Medical Imaging — The Jewish Connection
From Life to Lab: Medical Imaging: The Jewish Connection
It is hard to imagine modern medical science, without medical imaging: X-ray, CAT scans, MRI scans and Ultrasound.
Two of those key instruments, MRI (magnetic resonance imaging) and ultrasound, have a Jewish connection.
MRI: Our story begins with a Jewish couple emigrating to the United States from Rymanow, then in Austria-Hungary, today in Poland. Their son, Isador Rabi, whom they called Izzy, became a physicist. He won the Nobel Prize for Physics in 1944 for his discovery of nuclear magnetic resonance: the phenomenon in which atomic nuclei in a magnetic field absorb and re-emit electromagnetic radiation.

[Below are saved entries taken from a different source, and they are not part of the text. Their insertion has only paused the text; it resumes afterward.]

PR #62909, opened 2024-05-24
feat/cody-gateway: support wildcard models

bobheadxi:
In https://sourcegraph.slack.com/archives/C05SZB829D0/p1715638980052279 we shared a decision we landed on as part of #62263:

> Ignoring (then removing) per-subscription model allowlists: As part of the API discussions, we've also surfaced some opportunities for improvements - to make it easier to roll out new models to Enterprise, we're not including per-subscription model allowlists in the new API, and as part of the Cody Gateway migration (by end-of-June), we will update Cody Gateway to stop enforcing per-subscription model allowlists. Cody Gateway will still retain a Cody-Gateway-wide model allowlist. [@chrsmith](https://sourcegraph.slack.com/team/U061QHKUBJ8) is working on a broader design here and will have more to share on this later.

To support this, we first need to extend Cody Gateway's model allowlist enforcement to respect a notion of "allow all models that are allowed in Cody Gateway". To ensure models are explicitly provided today, an empty `AllowedModels` is considered invalid, so we add a special single-element-slice-`*` configuration that can be used to indicate an actor's rate limit allows all models (`prefixedMasterAllowlist`).

This change also unifies somewhat the way we enforce allowed models in various places by introducing `(*RateLimit).EvaluateAllowedModels(...)` as the unified way to construct the final allowlist for a given rate limit.

I'm planning to roll this out before rolling out actual functionality changes (https://github.com/sourcegraph/sourcegraph/pull/62911) to ensure changes in cached rate limits don't end up confusing an older revision of Cody Gateway that doesn't yet support wildcard models. With #62911, rolling out new models to Enterprise customers no longer require additional code/override changes.

Part of https://linear.app/sourcegraph/issue/CORE-135

## Test plan

Unit tests, and E2E test of this in https://github.com/sourcegraph/sourcegraph/pull/62911

### DIFF
--- a/cmd/cody-gateway/internal/httpapi/completions/upstream.go
+++ b/cmd/cody-gateway/internal/httpapi/completions/upstream.go
@@ -7,7 +7,6 @@ import (
 	"fmt"
 	"io"
 	"net/http"
-	"slices"
 	"strconv"
 	"strings"
 	"time"
@@ -137,7 +136,7 @@ func makeUpstreamHandler[ReqT UpstreamRequest](
 	// upstreamName is the name of the upstream provider. It MUST match the
 	// provider names defined clientside, i.e. "anthropic" or "openai".
 	upstreamName string,
-
+	// unprefixed upstream model names
 	allowedModels []string,
 
 	methods upstreamHandlerMethods[ReqT],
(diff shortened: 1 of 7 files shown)


cmd/cody-gateway/internal/httpapi/completions/upstream.go
```diff
@@ -193,6 +192,9 @@ func makeUpstreamHandler[ReqT UpstreamRequest](
 		// This isn't very robust, but should tide us through a brief transition
 		// period until everything deploys and our caches refresh.
 		for i := range rateLimit.AllowedModels {
+			if rateLimit.AllowedModels[i] == "*" {
```
rafax, line 195: Seeing that this is `upstream.go`, which already does many things and has a lot of dependencies, I think it would be good to hire the `"*"` as an implementation detail in limits.go (say, add limits.IsWildCard() method

rafax: Or, move the whole "is this prefixed or not" logic to a single place, handle wildcard and prefixing there?

rafax (approved):

cmd/cody-gateway/internal/httpapi/completions/upstream.go
bobheadxi: The docstring says this is `TEMPORARY`, so I think this was only meant to tide us over until the cache state migrates... ideally, this whole block of code should be removed. But, it doesn't feel appropriate to do in this PR 😅 

In light of this being a one-off thing, would you be okay with keeping this here? I can add this as a docstring as well. My intent is to discourage this type of checking because the actor model list should always be prefixed, and we should never manipulate the actor models list ourselves, instead depending only on `EvaluateAllowedModels` to do the check

bobheadxi:
Merging this first to start working my way through landing this large stack of PRs, as I shared in Slack: https://sourcegraph.slack.com/archives/C05SZB829D0/p1717173273215949?thread_ts=1715638980.052279&cid=C05SZB829D0

This is low-risk as it doesn't include any real functionality changes yet, just prepares them, as outlined in PR description.

Happy to address any post-merge reviews :)

PR #62919, opened 2024-05-24
feat(search): Add Syntax Highlighting for Magik language

mmanela:
Fixes GRAPH-621

Key notes
1. Added a reference to a fork of the Magik tree-sitter package since the upstream didn't support rust and was using a newer version of tree-sitter which we are not yet supporting.
2. Add a highlights query for identifying the items to highlight  
3. Added test cases based on language description on wikipedia, example in tree sitter package and other examples online. 
4. I do not have a way to run Magik programs and I could not find a full language specification, so I am not confident this covers everything.
5. The tree-sitter grammar is missing support for a couple things in their own examples. Upstream issues filed and added in comments

# Links
Following links I used to find about the language
- https://en.wikipedia.org/wiki/Magik_(programming_language)
- http://sw-gis.wikidot.com/magik-lang

# Screenshots
 
image

## Test plan
 - Unit tests
 - Validate UI and ensure it looks appropriate

## Changelog
- Added syntax highlighting for the Magik programming language.


mmanela:
@sebastiaanspeck Thanks for the quick work there. I pulled the changes in and they work great!

docker-images/syntax-highlighter/crates/syntax-analysis/queries/magik/highlights.scm
```diff
@@ -0,0 +1,195 @@
...
+(logical_operator
+    operator: _ @operator)
+
+(arithmetic_operator
+    operator: _ @operator)
+
+(unary_operator
+    operator: _ @operator)
+
+(class _ @keyword) @type
```
kritzcreek, line 66: IIUC this is trying to target `_class` as keyword here. It would be less brittle to just add `"_class"` to the list of keywords. I don't know if you want to highlight the entire class definition as `@type` because it also targets the surrounding pipe symbols.

I have no clue why I can't target the `java_classname` field though, seems like a weird tree-sitter bug.

docker-images/syntax-highlighter/crates/syntax-analysis/src/highlighting/snapshots/syntax_analysis__highlighting__tree_sitter__test__magik.magik.snap
```diff
@@ -0,0 +1,744 @@
...
+//                ^ IdentifierOperator
+//                 ^^^^ IdentifierFunction
+//                      ^^^^ Identifier
+//                            ^^^ Identifier
+  _endmethod
+//^^^^^^^^^^ Keyword
+  
+  # Initialise method.
+//^^^^^^^^^^^^^^^^^^^^ Comment
+  _private _method person.init(name, age)
```
kritzcreek, line 454: Why aren't we marking the dot in here as `IdentifierOperator`? We seem to do so in other places

Do we need to add a `(method "." @operator)` query?

docker-images/syntax-highlighter/crates/syntax-analysis/queries/magik/highlights.scm
```diff
@@ -0,0 +1,195 @@
...
+
+(invoke
+  receiver: (variable) @function.builtin
+  (#eq? @function.builtin "def_mixin"))
+
+(invoke
+  receiver: (_) @function)
+
+(call
+  receiver: (variable) @variable )
```
kritzcreek, line 80:
```suggestion
```
`variable`'s already get marked as `@variable` universally.

docker-images/syntax-highlighter/crates/syntax-analysis/queries/magik/highlights.scm
```diff
@@ -0,0 +1,195 @@
...
+(call
+  operator: "." @operator)
+(call
+  message: (identifier) @function
+  "(")
+(call
+  message: (identifier) @variable)
```
kritzcreek, line 87:
```suggestion
```

same as above

docker-images/syntax-highlighter/crates/syntax-analysis/queries/magik/highlights.scm
```diff
@@ -0,0 +1,195 @@
...
+
+; NOTE(issues: https://github.com/krn-robin/tree-sitter-magik/issues/49): Grammar does not support traversing to the children in the pragma
+(pragma) @identifier.attribute
+
+(argument) @identifier.parameter
+
+; Literals
+[
+  (number)
+] @number
```
kritzcreek, line 160:
```suggestion
(number) @number
```

docker-images/syntax-highlighter/crates/syntax-analysis/queries/magik/highlights.scm
```diff
@@ -0,0 +1,195 @@
...
+
+[
+  (string_literal)
+] @string
```
kritzcreek, line 164:
```suggestion
(string_literal) @string
```

docker-images/syntax-highlighter/crates/syntax-analysis/queries/magik/highlights.scm
```diff
@@ -0,0 +1,195 @@
...
+  "_endproc"
+  "_cf"
+  "_scatter"
+  "_import"
+  "_optional"
+] @keyword
+
+[
+ "_package"
+] @include
```
kritzcreek, line 148:
```suggestion
"_package" @include
```

kritzcreek (changes requested):
We're currently depending on a `rust-bindings` branch for our fork of the upstream grammar, could we instead have our `main` be ahead of the upstream so it's easier to see at a glance how they compare when browsing via GH?

docker-images/syntax-highlighter/crates/syntax-analysis/queries/magik/highlights.scm
mmanela: Yea I did this just to make that whole part as @type just because I couldnt target it any other way. But open to just leave as not-highlighted

kritzcreek:
Codel looks good from my side WDYT about the branch management?

> We're currently depending on a rust-bindings branch for our fork of the upstream grammar, could we instead have our main be ahead of the upstream so it's easier to see at a glance how they compare when browsing via GH?

Does this change need an entry in the changelog as well?

mmanela:
@kritzcreek  Thanks for the feedback. I updated change log and our forked repo as you suggested

kritzcreek (approved):

docker-images/syntax-highlighter/crates/syntax-analysis/queries/magik/highlights.scm
```diff
@@ -0,0 +1,182 @@
...
+] @constant
+
+[
+ (variable)
+ (dynamic_variable)
+ (global_variable)
+ (global_reference)
+ (identifier)
+ (slot_accessor)
+ (label)
```
varungandhi-src, line 181: This one is interesting. Labels are not really variables. However, we don't really have a SyntaxKind in SCIP to mark labels. GoLand does highlight labels differently, using bold in the theme that I have.



We should probably add a `ControlFlowLabel` syntax kind to SCIP and use that here. I've filed a follow-up issue: https://linear.app/sourcegraph/issue/GRAPH-661/add-syntaxkindcontrolflowlabel-to-scip

docker-images/syntax-highlighter/crates/syntax-analysis/src/highlighting/snapshots/syntax_analysis__highlighting__tree_sitter__test__magik.magik.snap
```diff
@@ -0,0 +1,749 @@
...
+//                        ^^^^^ IdentifierFunction
+//                              ^ NumericLiteral
+//                                 ^ IdentifierOperator
+//                                  ^ NumericLiteral
+//                                     ^ IdentifierOperator
+//                                      ^ NumericLiteral
+//                                         ^^ NumericLiteral
+  _global !current_view! << _unset
+//^^^^^^^ Keyword
+//        ^^^^^^^^^^^^^^ Identifier
```
varungandhi-src, line 135: The current view must be quite amazing to have two exclamation marks `!current_view!` 😆

docker-images/syntax-highlighter/crates/syntax-analysis/src/highlighting/snapshots/syntax_analysis__highlighting__tree_sitter__test__magik.magik.snap
```diff
@@ -0,0 +1,749 @@
...
+//            ^^^^^ Keyword
+//                  ^^ IdentifierOperator
+//                     ^^^^^^ IdentifierBuiltin
+//                            ^^^^^^ Keyword
+  _endblock
+//^^^^^^^^^ Keyword
+  
+  _block @ label1?
+//^^^^^^ Keyword
+//       ^^^^^^^^^ Identifier
```
varungandhi-src, line 339: You'll notice that the space between `@` and `l` is being marked as an identifier too. It seems like the more idiomatic syntax is to not have a space there. See the code example below which shows other places where `@label` can be used, that would be useful to add a test case for to make sure the loop label is being picked up correctly in other places.

https://sourcegraph.com/github.com/krn-robin/tree-sitter-magik@main/-/blob/test/corpus/loop.txt?L85-94

docker-images/syntax-highlighter/crates/syntax-analysis/queries/magik/highlights.scm
```diff
@@ -0,0 +1,182 @@
...
+  "_when"
+  "_while"
+  "_with"
+] @keyword
+
+"_package" @include
+
+(regex_literal) @string.special
+
+; NOTE(issues: https://github.com/krn-robin/tree-sitter-magik/issues/49): Grammar does not support traversing to the children in the pragma
```
varungandhi-src, line 143: I see there is an open PR here: https://github.com/krn-robin/tree-sitter-magik/pull/50

Should we file a follow-up issue on our side to update the queries once that PR is merged/how would you like to handle this?

varungandhi-src:
@sebastiaanspeck does Magik have a standard nil/null value? I don't see it in the grammar, but I think other Smalltalk languages typically have `nil` (Smalltalk-80, Squeak, Pharo).

docker-images/syntax-highlighter/crates/syntax-analysis/queries/magik/highlights.scm
```diff
@@ -0,0 +1,182 @@
...
+[
+ (self)
+ (super)
+ (clone)
+] @variable.builtin
+
+[
+ (symbol)
+ (character_literal)
+] @constant
```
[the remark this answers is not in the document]
mmanela: Then is `@identifier` the best best for `(symbol)`?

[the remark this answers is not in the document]
varungandhi-src: Sorry I should've mentioned that. We should mark them as `@string`, since in most languages, symbols are simply interned strings. Other editors do the same. For example: https://github.com/github-linguist/linguist/blob/master/script/fast-submodule-update#L19-L28

docker-images/syntax-highlighter/crates/syntax-analysis/queries/magik/highlights.scm
```diff
@@ -0,0 +1,182 @@
...
+(string_literal) @string
+
+[
+  (true)
+  (false)
+] @boolean
+
+[
+  (maybe)
+  (unset)
```
varungandhi-src, line 160: Let's mark `unset` as `@constant.null` based on: https://github.com/sourcegraph/sourcegraph/pull/62919#issuecomment-2154183110

docker-images/syntax-highlighter/crates/syntax-analysis/src/highlighting/snapshots/syntax_analysis__highlighting__tree_sitter__test__magik.magik.snap
varungandhi-src: I meant this as feedback for @mmanela to add more tests to make sure the highlighting is working properly in cases such as `_continue@outer_loop`.

docker-images/syntax-highlighter/crates/syntax-analysis/queries/magik/highlights.scm
mmanela: https://linear.app/sourcegraph/issue/GRAPH-662/handle-pragma-for-magik-language-when-grammar-is-updated

docker-images/syntax-highlighter/crates/syntax-analysis/queries/magik/highlights.scm
```diff
@@ -0,0 +1,182 @@
...
+(method
+  exemplarname: (identifier) @type)
+(method
+  name: (identifier) @function)
+
+(method "." @operator)
+
+(procedure (label) @function)
+
+(documentation) @comment
```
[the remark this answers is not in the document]
mmanela: This doesn't seem right to me @sebastiaanspeck . Why would this be an attribute?

mmanela:
Addressed new comments in this [PR](https://github.com/sourcegraph/sourcegraph/pull/63155)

Rabi said he credits his mother with the prize. Why? When he came home from school, she didn’t ask what he learned that day; instead, she asked, what good questions did you ask today? Rabi asked what would happen when protons were placed in a strong electro-magnetic field – and reported that they resonated, emitting radiation as a result.

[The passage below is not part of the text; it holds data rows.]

PR #62927, opened 2024-05-27
Support Google Gemini through AI Studio

rafax:
This PR adds support for Google Gemini models as exposed by AI Studio API.
Slack [context](https://sourcegraph.slack.com/archives/C072XJ7TT5G/p1716393829253889).

Closes AI-50.

## Test plan

- tested locally
- e2e tests


cmd/cody-gateway/shared/config/config.go
```diff
@@ -309,6 +317,16 @@ func (c *Config) Load() {
...
 
 	c.Environment = c.Get("CODY_GATEWAY_ENVIRONMENT", "dev", "Environment name.")
+
+	c.Google.AccessToken = c.GetOptional("CODY_GATEWAY_GOOGLE_ACCESS_TOKEN", "The Google AI Studio access token to be used.")
+	c.Google.AllowedModels = splitMaybe(c.Get("CODY_GATEWAY_GOOGLE_ALLOWED_MODELS",
+		strings.Join([]string{
+			"gemini-1.5-pro-latest",
+			"gemini-1.5-flash-latest",
+		}, ","),
+		"OpenAI models that can to be used."),
```
janhartman, line 327:
```suggestion
		"Google models that can be used."),
```

janhartman (approved):

cmd/cody-gateway/internal/httpapi/completions/upstream.go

So what? From lab to life. An American-Armenian doctor Dr. Raymond Damadian, realized that if people were placed in strong magnetic fields, all the atoms in their body would radiate and that radiation when captured could image the body’s soft tissues. He built the world’s first magnetic resonance scanner in 1977. MRI scans have saved millions of lives.
Ultrasound: I had the privilege of working with Diasonics, a US-Israeli startup founded in 1978, with R&D here in Israel. Ultrasound uses high frequency sound waves to image the body’s structure. Diasonics built early ultrasound devices used to study heart ailments. Its engineers saw they could cheapen and shrink huge machines by basing ultrasound on the PC, whose computing power was growing exponentially. Diasonics Vingmed was ultimately bought by GE and became GE Healthcare.

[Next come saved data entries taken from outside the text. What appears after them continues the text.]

PR #62911, opened 2024-05-24
feat/cody-gateway: use wildcard for enterprise allowlists

bobheadxi:
This change makes Cody Gateway always apply a wildcard model allowlist, irrespective of what the configured model allowlist is for an Enterprise subscription is in dotcom (see #62909).

The next PR in the stack, https://github.com/sourcegraph/sourcegraph/pull/62912, makes the GraphQL queries return similar results, and removes model allowlists from the subscription management UI.

Closes https://linear.app/sourcegraph/issue/CORE-135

Recently, a loved one underwent mammography (X-ray) and then, just to be sure, ultrasound. The ultrasound (more sensitive than X-rays) found a tiny lump, half a centimeter, that was soon removed. Thanks to mammography and ultrasound, Israel’s five-year survival rate for women diagnosed with breast cancer is high, 85%, and is rising.
Former Israeli Prof. Yoel (Joel) Mokyr won this year’s Economics Nobel, for showing how culture is a key determinant of a nation’s economic growth and progress. Jewish culture is one of constant critical thinking, questioning and ‘what if’ explorations. It has made Israel wealthy – and helped heal many millions of people with the resulting innovations.